Chicago - Seven alleged gang members procured a powerful painkiller produced at an illegal lab in Mexico, mixed it with heroin and sold it in Chicago public housing complexes - killing five people, according to newly unsealed indictments.

The two drug conspiracy indictments unsealed Thursday name 13 people in Mexico and seven members of Chicago's Mickey Cobras street gang.

The new charges mark the first time law enforcement has been able to link the Mexican laboratory in Toluca to drug sales in Chicago. Last year, federal prosecutors in Chicago charged 47 gang members and associates with selling heroin and the painkiller fentanyl in public housing.

Mexican authorities shut down the lab last year.

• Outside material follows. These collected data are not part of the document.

Issue #312, opened 2022-03-02
Definition different from Declaration


maddin200:
src/gp_interleaver.h line 38 / 39 vs src/gp_interleaver.c line 90 / 100
void gp_interleave_float(float frame[], float interleaved_frame[], int Nbits);

void gp_interleave_float(float interleaved_frame[], float frame[], int Nbits) {

void gp_deinterleave_float(float interleaved_frame[], float frame[], int Nbits);

void gp_deinterleave_float(float frame[], float interleaved_frame[], int Nbits) {

drowe67:
Thanks @maddin200 - can you please post a Pull Request to fix this issue?

maddin200:
fixed

PR #313, opened 2022-03-03
fix declarations  #312

maddin200:


drowe67:
thanks @maddin200 :slightly_smiling_face:

PR #317, opened 2022-04-03
Allow use of __EMBEDDED__ on non-ARM systems.

tmiw:
Currently, enabling `__EMBEDDED__` results in failures on non-ARM systems due to the lack of CMSIS. This PR tweaks the code so that `__EMBEDDED__` can still be used on systems that need it without requiring CMSIS if not on ARM. Tested with ESP32 (compiling, not running).

Status:
1. 28/28 stm32 ctests passing :heavy_check_mark: 
2. Tested on SM1000 :heavy_check_mark: 
3. git tag `stm32_PR#317` to mark this PR as a point where stm32 tests are passing :heavy_check_mark:


tmiw:
@drowe67, here's an example of using the wrapper on my ESP32-S3 FreeDV project:

```
// Implement required Codec2 math methods below as CMSIS doesn't work on ESP32.

void codec2_dot_product_f32(float* left, float* right, size_t len, float* result)
{
    dsps_dotprod_f32(left, right, result, len);
}

void codec2_complex_dot_product_f32(float* left, float* right, size_t len, float* resultReal, float* resultImag)
{
    // Complex number math: (a + bi)(c + di) = ac + bci + adi + (bi)(di) = ac - bd + (bc + ad)i
    float realTimesRealResult; // ac
    float realTimesImag1Result; // bci
    float realTimesImag2Result; // adi
    float imagTimesImagResult; // bi * di
    
    dsps_dotprode_f32(left, right, &realTimesRealResult, len, 0, 0);
    dsps_dotprode_f32(left, right, &realTimesImag1Result, len, 1, 0);
    dsps_dotprode_f32(left, right, &realTimesImag2Result, len, 0, 1);
    dsps_dotprode_f32(left, right, &imagTimesImagResult, len, 1, 1);
    
    *resultReal = realTimesRealResult - imagTimesImagResult;
    *resultImag = realTimesImag1Result + realTimesImag2Result;
}
```

I'm open to suggestions for this, though.

drowe67:
@tmiw - great idea :100: This is a bit like the FFT library from @db4ple.  I also like the way it gets rid of the nested #ifdefs - makes the code much cleaner.

src/codec2_math.h
```diff
@@ -0,0 +1,50 @@
...
+//  along with this program; if not, see <http://www.gnu.org/licenses/>.
+//
+//==========================================================================
+
+#if defined(__ARM_ARCH)
+#include "arm_math.h"
+
+#define codec2_dot_product_f32(left, right, len, result) (arm_dot_prod_f32(left, right, len, result))
+#define codec2_complex_dot_product_f32(left, right, len, resultReal, resultImag) (arm_cmplx_dot_prod_f32(left, right, len, resultReal, resultImag))
+
```
drowe67, line 32: Suggest the ARM case goes inside codec2_math.c, making the header file content just the function headers.

drowe67: Oh I see, there is no codec2_math.c by default, that's user provided :thinking:

src/codec2_math.h
```diff
@@ -0,0 +1,50 @@
...
+#ifdef __cplusplus
+extern "C"
+{
+#endif // __cplusplus
+
+// Your embedded project must define these two methods if it is not running on ARM.
+extern void codec2_dot_product_f32(float* left, float* right, size_t len, float* result);
+extern void codec2_complex_dot_product_f32(float* left, float* right, size_t len, float* resultReal, float* resultImag);
+
```
drowe67, line 43: Can we please make the variable names in the function headers a little more informative?  It would be nice to make it clear that the first two arguments are complex number vectors in floatReal, floatImag format (I think?).  Is `len` the number length in floats or complex numbers?  It would be nice to understand those sorts of details from the header alone.

src/codec2_math.h
drowe67: Hmm, so should we add platform specific implementation (like your ESP32 example above) in a codec_math.h?  That way other people can build codec2 on those platforms out of the box.

tmiw: > Hmm, so should we add platform specific implementation (like your ESP32 example above) in a codec_math.h? That way other people can build codec2 on those platforms out of the box.

At least for ESP32, some of the implementation of ESP-DSP (especially complex math as the dot product functions are real-only) doesn't translate over to a single function call so we probably can't unless it can be represented as an inline function. I'm not sure we necessarily want to support every single embedded architecture out there, either, though just simple wrappers to the platform's existing DSP library probably won't be a huge deal.

src/codec2_math.h
tmiw: I updated the .h file to hopefully make the parameters more clear. Let me know if further clarifications are needed.

BTW I also added a `codec2_math_arm.c` so we don't need to use the preprocessor for the STM32 version of these.

tmiw:
Also, it looks like the SM1000 doesn't currently build but it's not because of this PR. I'll create a separate issue for that.

tmiw:
OK, with the changes in https://github.com/drowe67/codec2/pull/323 and this PR, the SM1000 builds successfully. 👍

src/codec2_math.h
drowe67: Thanks.  So the complex vectors have type float which is ambiguous.  Should we use the COMP struct or make it clear in the comments that they are floatReal,floatImag format?

tmiw: OK, updated comments accordingly.

drowe67: Taking another look at this one - I'm thinking we should use the COMP structure for the interface to make it consistent with other abstraction code like `codec2_fft.h` (and indeed the convention for the rest of libcodec2), and to make the interface clearer.  All that's required is to include `comp.h`.

I guess we also need to run all the stm32 ctests again.

tmiw: Haven't rerun the ctests yet (and probably won't have time to this weekend) but SM1000 does compile with the change I just pushed.

tmiw:
See https://github.com/drowe67/codec2/pull/317 for the fix for the build failures.

drowe67:
@tmiw - I tried running the stm32 ctests:

1. `master` is not passing some tests, for example:
```
ctest -V -R tst_ofdm_demod_quick
: BER checks
7: Reference
7: BER......: 0.0000 Tbits: 14518 Terrs:     0 Tpackets:    61 SNR3kdB: 38.80
7: BER2.....: 0.0000 Tbits:  9758 Terrs:     0
7: Target
7: BER......: 0.0000 Tbits: 14518 Terrs:     0
7: BER2.....: 0.0000 Tbits:  9758 Terrs:     0
7: PASS: max BER
7: PASS: BER compare
7: 
7: Output checks
7: FAIL Output, length mismatch
7: 
7: Test FAILED!
```
So this looks OK except for the output length mismatch, which might be an `ofdm_demod` (the reference tool) thing.

2. With this branch the stm32 side doesn't look right:
```
7: BER checks
7: Reference
7: BER......: 0.0000 Tbits: 14518 Terrs:     0 Tpackets:    61 SNR3kdB: 38.80
7: BER2.....: 0.0000 Tbits:  9758 Terrs:     0
7: Target
7: BER......:   nan Tbits:     0 Terrs:     0
7: BER2.....:   nan Tbits:     0 Terrs:     0
7
```

However it's been a while since I did any stm32 tests - so I may have messed up somewhere.  Anyhoo, no rush on this one. Next weekend is fine.

drowe67:
Have made some progress https://github.com/drowe67/codec2/pull/339/files

drowe67:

Frank Limon, chief of the Chicago Police Department's organized crime division, applauded the charges as a successful cooperation between city and federal authorities.

"Today's indictment reached across our borders to Mexico and indicted the alleged head of a drug trafficking organization," Limon said Thursday. "This shows what can be accomplished when federal and local agencies combine their efforts."

Hundreds have died nationwide from heroin laced with fentanyl. In Cook County, officials have attributed more than 200 deaths to fentanyl-laced heroin from April 2005 through August 2006.

Six of the 13 from Mexico who were indicted are awaiting extradition. The seven Chicagoans include the gang's alleged leader. Some of them could face life in prison if convicted, said Assistant U.S. Attorney Jake Ryan.